Wednesday, August 31, 2016

Critics Say North Carolina Is Curbing Black Vote. Again. - The New York Times



Critics Say North Carolina Is Curbing Black Vote. Again. - The New York Times

by Michael Wines

FAYETTEVILLE, N.C. — When a federal appeals court overturned much of North Carolina’s sweeping 2013 election law last month, saying it had been deliberately intended to discourage African-Americans from voting,something else was tossed out as well: the ground rulesfor this year’s elections in a critical swing state. In each of the state’s 100 counties, local elections boards scheduled new hearings and last week filed the last of their new election rules with the state.
Now, critics are accusing some of the boards, all of which are controlled by Republicans, of staging an end run around a court ruling they are supposed to carry out. Like the law that was struck down, say voting rights advocacy groups and some Democrats who are contesting the rewritten election plans, many election plans have been intentionally written to suppress the black vote.

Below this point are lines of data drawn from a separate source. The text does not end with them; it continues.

PR #615, opened 2024-10-16
Add spec for new rename_alias_pattern and rename_alias_replacement parameters to snapshot restore

mispencer:
### Description
Add spec for new rename_alias_pattern and rename_alias_replacement parameters to snapshot restore implemented in [Opensearch PR 16292](https://github.com/opensearch-project/OpenSearch/pull/16292)

### Issues Resolved
No related issues 

### DIFF
--- a/CHANGELOG.md
+++ b/CHANGELOG.md
@@ -16,6 +16,7 @@ Inspired from [Keep a Changelog](https://keepachangelog.com/en/1.0.0/)
 - Added `PhoneAnalyzer` from `analysis-phonenumber` plugin ([#609](https://github.com/opensearch-project/opensearch-api-specification/pull/609))
 - Added `/_list/indices` & `/_list/shards` api specs ([#613](https://github.com/opensearch-project/opensearch-api-specification/pull/613))
 - Added `GET` and `HEAD /{index}/_source/{id}` returning `404` ([#673](https://github.com/opensearch-project/opensearch-api-specification/pull/673))
+- Added `rename_alias_pattern` and `rename_alias_replacment` to `/_snapshot/{repository}/{snapshot}/_restore` body parameters ([#615](https://github.com/opensearch-project/opensearch-api-specification/pull/615))
 
 ### Removed
 - Removed unsupported `_common.mapping:SourceField`'s `mode` field and associated `_common.mapping:SourceFieldMode` enum ([#652](https://github.com/opensearch-project/opensearch-api-specification/pull/652))
@@ -148,7 +149,6 @@ Inspired from [Keep a Changelog](https://keepachangelog.com/en/1.0.0/)
 - Added API spec for `adjust_pure_negative` for bool queries ([#641](https://github.com/opensearch-project/opensearch-api-specification/pull/641))
 - Added a spec style checker [#620](https://github.com/opensearch-project/opensearch-api-specification/pull/620).
 - Added `remote_store` to node `Stats` ([#643](https://github.com/opensearch-project/opensearch-api-specification/pull/643))
-- Added `rename_alias_pattern` and `rename_alias_replacment` to `/_snapshot/{repository}/{snapshot}/_restore` body parameters ([#615](https://github.com/opensearch-project/opensearch-api-specification/pull/615))
 
 ### Changed
 
--- a/CHANGELOG.md
+++ b/CHANGELOG.md
@@ -148,6 +148,7 @@ Inspired from [Keep a Changelog](https://keepachangelog.com/en/1.0.0/)
 - Added API spec for `adjust_pure_negative` for bool queries ([#641](https://github.com/opensearch-project/opensearch-api-specification/pull/641))
 - Added a spec style checker [#620](https://github.com/opensearch-project/opensearch-api-specification/pull/620).
 - Added `remote_store` to node `Stats` ([#643](https://github.com/opensearch-project/opensearch-api-specification/pull/643))
+- Added `rename_alias_pattern` and `rename_alias_replacment` to `/_snapshot/{repository}/{snapshot}/_restore` body parameters ([#615](https://github.com/opensearch-project/opensearch-api-specification/pull/615))
 
 ### Changed
 
--- a/spec/namespaces/snapshot.yaml
+++ b/spec/namespaces/snapshot.yaml
@@ -360,8 +360,10 @@ components:
               rename_replacement:
                 type: string
               rename_alias_pattern:
+                x-version-added: '2.18'
                 type: string
               rename_alias_replacement:
+                x-version-added: '2.18'
                 type: string
             description: Details of what to restore
   responses:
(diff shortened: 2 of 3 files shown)


mispencer:
The implementing PR for this spec change is not yet merged.

tests/snapshot/snapshot/restore.yaml
```diff
@@ -19,6 +19,12 @@ epilogues:
   - path: /books
     method: DELETE
     status: [200, 404]
+  - path: /stories
+    method: DELETE
+    status: [200, 404]
+  - path: /new_stories
```
dblock, line 25: We should call it something meaningful, maybe `tales`?

dblock (changes requested):
Looking good, needs a CHANGELOG, passing tests, etc.

tests/snapshot/snapshot/restore.yaml
mispencer: Do you mean `new_stories`? This is the restored-with-new-name index. I changed it to `renamed_stories`.

dblock: I just don't love names like `new_xyz` or `xyz_1` because we plan to use these samples to generate documentation. It's better with names like "movies" or "films", so instead of "new_stories" maybe we can use something semantically interesting like "tales"?

mispencer: This name is for the rename parameters for this API. An entirely new name like that would not fit the most common use case of those parameters, which is to restore a copy of existing index with a new, non-conflicting name.  So, even for documentation, I think a prefixed name like currently is more suitable. The [current documentation of restore](https://opensearch.org/docs/latest/api-reference/snapshots/restore-snapshot/) supports this - it has an example of a prefixed name, `recovered-logs`, and a suffixed name, `opendistro-reports-definitions_restored`, but no example of a entirely new name for renamed indexes.

dblock: Understood, thanks.

mispencer:
This feature has been merged.

tests/snapshot/snapshot/restore.yaml
mispencer: I have renamed this index and rewrote the rename parameters to match realistic use cases.

spec/namespaces/snapshot.yaml
```diff
@@ -359,6 +359,12 @@ components:
                 type: string
               rename_replacement:
                 type: string
+              rename_alias_pattern:
```
dblock, line 362: Take the time to add a `description:` field to these. Eventually they will appear in the documentation.

dblock:
Now that 2.18 has been released this should be easier. Want to finish this @mispencer?

spec/namespaces/snapshot.yaml
mispencer: I synced this with the current documentation description and parameters.

mispencer:
> Now that 2.18 has been released this should be easier. Want to finish this @mispencer?

Looks like this has already been updated in the main branch.

spec/namespaces/snapshot.yaml
```diff
@@ -335,30 +335,51 @@ components:
...
+                type: string
+                description: The rename replacement string for aliases.
+              source_remote_store_repository:
+                x-version-added: '2.10'
+                type: string
+                description: The name of the remote store repository of the source index being restored. If not provided, the Snapshot Restore API will use the repository that was registered when the snapshot was created.
+              storage_type:
+                x-version-added: '2.7'
+                type: string
+                description: '`local` indicates that all snapshot metadata and index data will be downloaded to local storage.  `remote_snapshot` indicates that snapshot metadata will be downloaded to the cluster, but the remote repository will remain the authoritative store of the index data. Data will be downloaded and cached as necessary to service queries. At least one node in the cluster must be configured with the search role in order to restore a snapshot using the type `remote_snapshot`.  Defaults to `local`.'
```
dblock, line 382:
```suggestion
                description: |-
                     Storage type.
                     A value of `local` indicates that all snapshot metadata and index data will be downloaded to local storage.
                     A value of `remote_snapshot` indicates that snapshot metadata will be downloaded to the cluster, but the remote repository will remain the authoritative store of the index data.
                     Data will be downloaded and cached as necessary to service queries. At least one node in the cluster must be configured with the search role in order to restore a snapshot using the type `remote_snapshot`.
                     Defaults to `local`.
```

mispencer: I added line breaks to match the [source documentation](https://github.com/opensearch-project/documentation-website/blob/main/_api-reference/snapshots/restore-snapshot.md).

tests/snapshot/snapshot/restore.yaml
```diff
@@ -98,4 +118,40 @@ chapters:
             - stage: DONE
               type: SNAPSHOT
     retry:
-      count: 3
\ No newline at end of file
+      count: 3
+  - synopsis: Restore snapshot with rename_pattern and rename_replacement.
```
dblock, line 122: For a future PR (unless this one needs more iterating) you should break up this test into `snapshot/restore/index.yaml` for basic scenarios `restore/rename.yaml`, etc., this way each stands alone as an example that can be reused in the appropriate documentation.

CHANGELOG.md
```diff
@@ -139,6 +139,7 @@ Inspired from [Keep a Changelog](https://keepachangelog.com/en/1.0.0/)
 - Added API spec for `adjust_pure_negative` for bool queries ([#641](https://github.com/opensearch-project/opensearch-api-specification/pull/641))
 - Added a spec style checker [#620](https://github.com/opensearch-project/opensearch-api-specification/pull/620).
 - Added `remote_store` to node `Stats` ([#643](https://github.com/opensearch-project/opensearch-api-specification/pull/643))
+- Added `rename_alias_pattern` and `rename_alias_replacment` to `/_snapshot/{repository}/{snapshot}/_restore` body parameters ([#615](https://github.com/opensearch-project/opensearch-api-specification/pull/615))
```
dblock, line 142: This should go into the unreleased section above, and maybe the one above was also put in the wrong section?

dblock (changes requested):
Sorry to be a pest about CHANGELOG.

Style checker failed too. Doc uses indexes :(

CHANGELOG.md
mispencer: This has been moved.

dblock (approved):

dblock:
Merged.

Would you have a bit of time to break up the long test into snapshot/restore/index.yaml for basic scenarios restore/rename.yaml, etc.? This way each stands alone as an example that can be reused in the appropriate documentation.

spec/namespaces/snapshot.yaml
```diff
@@ -294,7 +294,7 @@ components:
             type: object
             properties:
               ignore_unavailable:
-                description: If `true`, the request ignores data streams and indexes in `indices` that are missing or closed. If `false`, the request returns an error for any data stream or index that is missing or closed.
+                description: If `true`, the request ignores data streams and indexes in `indexes` that are missing or closed. If `false`, the request returns an error for any data stream or index that is missing or closed.
```
dblock, line 297: If this refers to a variable (indices) then quoting it will work, so I think this means `indices`.

PR #616, opened 2024-10-16
Add basic GET tests for core and indices endpoints

brunoLloret:
### Description
Set of basic GET tests for various core and indices endpoints:

Added tests for core endpoints: _refresh, _remote/info, _script_context, and _script_language
Added tests for indices endpoints: _shard_stores and _template
Updated docker-compose.yml to include OpenSearch and OpenSearch Dashboards services
Minor updates to package.json and .gitignore

### Issues Resolved


.gitignore
```diff
@@ -19,3 +19,4 @@ build/
 # coverage output
 /coverage/
 
+.env
```
dblock, line 22: Do you use a `.env` file with a tool? Maybe something we can recommend in dev guide for env variables?

dblock (changes requested):
This is great, thanks for filling some of these out! 

- Get rid of the extra docker compose, is Dashboards needed for these tests? We should probably think about introducing that separately, and otherwise it should go into `tests/default`.
- Fix DCO, `git commit --amend -s`.
- Rebase/squash your commits, will be easier to fix 1 commit for DCO.
- Fix linter, `npm run lint--fix`, possibly more.
- Mark this as ready, let's merge it.

dblock:
@brunoLloret lmk if you need help, I'm dblock on the OpenSearch public slack (https://opensearch.org/slack.html)

brunoLloret:
> @brunoLloret lmk if you need help, I'm dblock on the OpenSearch public slack (https://opensearch.org/slack.html)

Hey! I tried to join the OpenSearch public Slack using the link you provided (https://opensearch.org/slack.html), but it says the link is no longer active. Do you know if there's an updated link or another way to join the Slack workspace?

dblock:
> > @brunoLloret lmk if you need help, I'm dblock on the OpenSearch public slack (https://opensearch.org/slack.html)
> 
> Hey! I tried to join the OpenSearch public Slack using the link you provided (https://opensearch.org/slack.html), but it says the link is no longer active. Do you know if there's an updated link or another way to join the Slack workspace?

Uh oh, @krisfreedain?

.gitignore
brunoLloret: I used it for setting my local environment and perhaps it does not make sense to add it for the remote repo's codebase. I think it can be removed for the remote repo although if you think it's good to document for the guidelines I can do it. Lmk!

“It is equal to voter suppression in its worst way,” said Courtney Patterson, the sole Democrat on the Lenoir County elections board.

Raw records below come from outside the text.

Issue #624, opened 2024-10-17
[FEATURE] Query Insights API spec


ansjcy:
### Is your feature request related to a problem?
We have introduced query insights plugin with top n queries API but we don't have API spec defined for the new API.

### What solution would you like?
Add API spec for top queries https://opensearch.org/docs/latest/observing-your-data/query-insights/top-n-queries/

### What alternatives have you considered?
N/A

### Do you have any additional context?
Please refer to the below doc for more details
- https://opensearch.org/docs/latest/observing-your-data/query-insights/top-n-queries/
- https://github.com/opensearch-project/OpenSearch/issues/11522

dblock:
Closed via https://github.com/opensearch-project/opensearch-api-specification/pull/625.

PR #625, opened 2024-10-17
Query Insights API spec

ansjcy:
### Description
API spec for query insights, more specifically, for the top n queries API.
Related API: https://opensearch.org/docs/latest/observing-your-data/query-insights/top-n-queries/

### Issues Resolved
https://github.com/opensearch-project/opensearch-api-specification/issues/624

### DIFF
--- a/spec/namespaces/query_insights.yaml
+++ b/spec/namespaces/query_insights.yaml
@@ -1,0 +1,29 @@
+openapi: 3.1.0
+info:
+  title: Query Insights API
+  description: API to retrieve top queries based on latency, CPU, or memory usage.
+  version: 1.0.0
+paths:
+  /_insights/top_queries:
+    get:
+      operationId: insights.getTopQueries
+      x-operation-group: insights
+      description: Retrieves the top queries based on the given metric type (latency, CPU, or memory).
+      parameters:
+        - $ref: '#/components/parameters/type'
+      responses:
+        '200':
+          content:
+            application/json:
+              schema:
+                $ref: '../schemas/query_insights._common.yaml#/components/schemas/TopQueriesResponse'
+components:
+  parameters:
+    type:
+      name: type
+      in: query
+      required: true
+      description: Get top n queries by a specific metric.
+      schema:
+        type: string
+        enum: [latency, cpu, memory]
--- a/tests/plugins/query_insights/docker-compose.yml
+++ b/tests/plugins/query_insights/docker-compose.yml
@@ -1,0 +1,15 @@
+version: '3'
+
+services:
+  opensearch-cluster:
+    image: ${OPENSEARCH_DOCKER_HUB_PROJECT:-opensearchproject}/opensearch:${OPENSEARCH_VERSION:-latest}${OPENSEARCH_DOCKER_REF}
+    ports:
+      - 9200:9200
+      - 9600:9600
+    environment:
+      - OPENSEARCH_INITIAL_ADMIN_PASSWORD=${OPENSEARCH_PASSWORD:-myStrongPassword123!}
+      - OPENSEARCH_JAVA_OPTS=${OPENSEARCH_JAVA_OPTS}
+      - discovery.type=single-node
+      - search.insights.top_queries.latency.enabled=true
+      - search.insights.top_queries.cpu.enabled=true
+      - search.insights.top_queries.memory.enabled=true
--- a/tests/plugins/query_insights/top_queries/top_queries.yaml
+++ b/tests/plugins/query_insights/top_queries/top_queries.yaml
@@ -1,0 +1,88 @@
+$schema: ../../../../json_schemas/test_story.schema.yaml
+
+description: Test top n queries API in the Query Insights plugin.
+version: '>= 2.15'
+prologues:
+  - path: /movies
+    method: PUT
+    request:
+      payload:
+        mappings:
+          properties:
+            director:
+              type: text
+              fielddata: true
+              fields:
+                raw:
+                  type: keyword
+  - path: /_bulk
+    method: POST
+    parameters:
+      refresh: true
+    request:
+      content_type: application/x-ndjson
+      payload:
+        - {create: {_index: movies}}
+        - {director: Bennett Miller, title: Moneyball}
+        - {create: {_index: movies}}
+        - {director: Bennett Miller, title: The Cruise}
+        - {create: {_index: movies}}
+        - {director: Nicolas Winding Refn, title: Drive}
+
+  - path: /{index}/_search
+    parameters:
+      index: movies
+    method: GET
+    request:
+      payload:
+        size: 0
+        aggregations:
+          directors:
+            terms:
+              field: director.raw
+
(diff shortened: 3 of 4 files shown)


spec/namespaces/query_insights.yaml
```diff
@@ -0,0 +1,29 @@
+openapi: 3.1.0
```
dblock, line 1: Should we call this `insights.yaml` to match the API?

tests/plugins/query_insights/docker-compose.yml
```diff
@@ -0,0 +1,15 @@
...
+    ports:
+      - 9200:9200
+      - 9600:9600
+    environment:
+      - OPENSEARCH_INITIAL_ADMIN_PASSWORD=${OPENSEARCH_PASSWORD:-myStrongPassword123!}
+      - OPENSEARCH_JAVA_OPTS=${OPENSEARCH_JAVA_OPTS}
+      - discovery.type=single-node
+      - search.insights.top_queries.latency.enabled=true
+      - search.insights.top_queries.cpu.enabled=true
+      - search.insights.top_queries.memory.enabled=true
```
dblock, line 15: Are these custom parameters required, meaning is query insights not working in the default configuration? If that's the case then this is right, otherwise add tests to `default`.

tests/plugins/query_insights/top_queries/top_queries.yaml
```diff
@@ -0,0 +1,88 @@
+$schema: ../../../../json_schemas/test_story.schema.yaml
```
dblock, line 1: Since this is for the `_insights` API, make the path `insights`.

tests/plugins/query_insights/top_queries/top_queries.yaml
tests/plugins/query_insights/**insights**/top_queries.yaml

dblock (changes requested):
Looks good! Some asks below, iterate till tests/lints pass, add to CHANGELOG.

tests/plugins/query_insights/docker-compose.yml
ansjcy: added tests for default

dblock: I meant removing the `tests/plugins/query_insights` folder and moving the tests to the `tests/default` folder.

ansjcy:
Hi @dblock! Thanks a lot for your review. I just pushed a commit based on your comments, let me know if it looks good to you!

tests/plugins/query_insights/docker-compose.yml
ansjcy: query insights features are all in a plugin that needs to be installed first. In this case shouldn't we write the tests in the plugin folder?

dblock (changes requested):
Good. You do have to add `query_insights` to the CI/CD matrix.

https://github.com/opensearch-project/opensearch-api-specification/blob/main/.github/workflows/test-spec.yml#L25

tests/plugins/query_insights/docker-compose.yml
dblock: Cool. Add this to the CI/CD matrix in https://github.com/opensearch-project/opensearch-api-specification/blob/main/.github/workflows/test-spec.yml#L25 and it should be it.

dblock: And since everything is called "insights", should the folder be called "tests/plugins/insights" too? Or is the plugin actually called query_insights?

ansjcy: Yes. The plugin is actually called `query_insights`. I added it to the CI/CD matrix as well.

.github/workflows/test-spec.yml
```diff
@@ -40,6 +40,8 @@ jobs:
             tests: plugins/streaming
           - version: 2.17.0
             tests: plugins/notifications
+          - version: 2.18.0
```
dblock, line 43: 2.18 hasn't been released so you need to have a `ref` and `hub` like below for a 2.18 build if you want to use that, but if query insights was added in 2.15 you should use 2.17, the latest stable release here.

tests/plugins/query_insights/docker-compose.yml
dblock: Cool. Iterate to green.

.github/workflows/test-spec.yml
ansjcy: Got it. Just updated to 2.17. Thank you!

dblock (approved):
👏 Good work, thanks for hanging in here with me!

spec/namespaces/insights.yaml
```diff
@@ -0,0 +1,34 @@
...
+info:
+  title: Query Insights API
+  description: API to retrieve top queries based on latency, CPU, or memory usage.
+  version: 1.0.0
+paths:
+  /_insights/top_queries:
+    get:
+      operationId: insights.top_queries.0
+      x-operation-group: insights.top_queries
+      x-version-added: '1.0'
```
dblock, line 11: I think this should be 2.15?

ansjcy: yes. Let me send out a follow up on this.

dblock:
@ansjcy I also see an intermittent CI failure, e.g. in https://github.com/opensearch-project/opensearch-api-specification/actions/runs/11487125212/job/31970965603?pr=637

I can reproduce it on a new docker start from tests/plugins/query_insights.

```
tests/plugins/query_insights $ docker compose up
```
```
npm run test:spec--insecure -- --tests tests/plugins/query_insights/insights/top_queries.yaml --verbose
```

```
        FAILED  Retrieve top queries by memory usage.
            PASSED  PARAMETERS
                PASSED  type
            PASSED  REQUEST BODY
            PASSED  RESPONSE STATUS
            PASSED  RESPONSE PAYLOAD BODY
            FAILED  RESPONSE PAYLOAD SCHEMA (data/top_queries/2/source/query/bool/adjust_pure_negative property is not defined in the spec)
```

Here's the response:

```
"top_queries": [
    {
      "timestamp": 1729713532744,
      "source": {
        "size": 10000,
        "query": {
          "bool": {
            "must_not": [
              {
                "exists": {
                  "field": "source",
                  "boost": 1
                }
              }
            ],
            "adjust_pure_negative": true,
            "boost": 1
          }
        }
      },
      "phase_latency_map": {
        "expand": 0,
        "query": 53,
        "fetch": 2
      },
      "search_type": "query_then_fetch",
      "indices": [
        ".opensearch-sap-log-types-config"
      ],
      "node_id": "G9AF1X_gQtWHg5VZjUVgtw",
      "total_shards": 1,
      "labels": {},
      "task_resource_usages": [
        {
          "action": "indices:data/read/search",
          "taskId": 43,
          "parentTaskId": -1,
          "nodeId": "G9AF1X_gQtWHg5VZjUVgtw",
          "taskResourceUsage": {
            "cpu_time_in_nanos": 1731501,
            "memory_in_bytes": 97912
          }
        }
      ],
```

He was referring to a proposal by the board’s two Republicans to allow 106.5 hours of early voting before the Nov. 8 election — less than a quarter of the time allowed in the 2012 presidential election — and to limit early balloting to a single polling place in the county seat of a largely rural eastern North Carolina county that sprawls over 403 square miles.
In a county where Democrats outnumber Republicans by better than two to one, and four in 10 voters are black, the election plan limits voting to a single weekend day, and on weekdays demands that residents, including those who are poor and do not own cars, make long trips to cast a ballot.

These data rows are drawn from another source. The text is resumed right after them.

PR #630, opened 2024-10-18
Tests for _core refresh.yaml remote_info.yaml script_context.yaml 

brunoLloret:
### Description
Tests for _core
refresh.yaml
remote_info.yaml
script_context.yaml

### Issues Resolved

### DIFF
--- a/tests/default/_core/refresh.yaml
+++ b/tests/default/_core/refresh.yaml
@@ -1,0 +1,10 @@
+$schema: ../../../json_schemas/test_story.schema.yaml
+
+description: Test _refresh.
+
+chapters:
+  - synopsis: Refresh all indices in the cluster.
+    path: /_refresh
+    method: GET
+    response:
+      status: 200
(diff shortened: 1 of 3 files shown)


tests/default/_core/refresh.yaml
```diff
@@ -0,0 +1,10 @@
+$schema: ../../../json_schemas/test_story.schema.yaml
+
+description: Test _refresh.
+
+chapters:
+  - synopsis: Refresh all indices in the cluster.
+    path: /_refresh
```
dblock, line 7: We should remove it from [here](https://github.com/opensearch-project/opensearch-api-specification/blob/main/tests/default/indices/refresh.yaml#L17).

tests/default/_core/remote_info.yaml
```diff
@@ -0,0 +1,10 @@
+$schema: ../../../json_schemas/test_story.schema.yaml
```
dblock, line 1: The endpoint is remote, so rename this to `remote/info.yaml`.

dblock (changes requested):
Thanks, see below.

See if you can add the parameters these support in the next iteration

dblock:
I finished this in https://github.com/opensearch-project/opensearch-api-specification/pull/637.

Republicans, who wrote and passed the 2013 law and control all 100 county election boards, deny the rules reflect anything inappropriate.
“Purely bogus,” Robin C. Hayes, the state Republican Party chairman, said Tuesday in an interview. “In fact, we’re working hard to increase the vote from every region and from every interest group. And by the way, no great surprise: We want them to vote Republican.”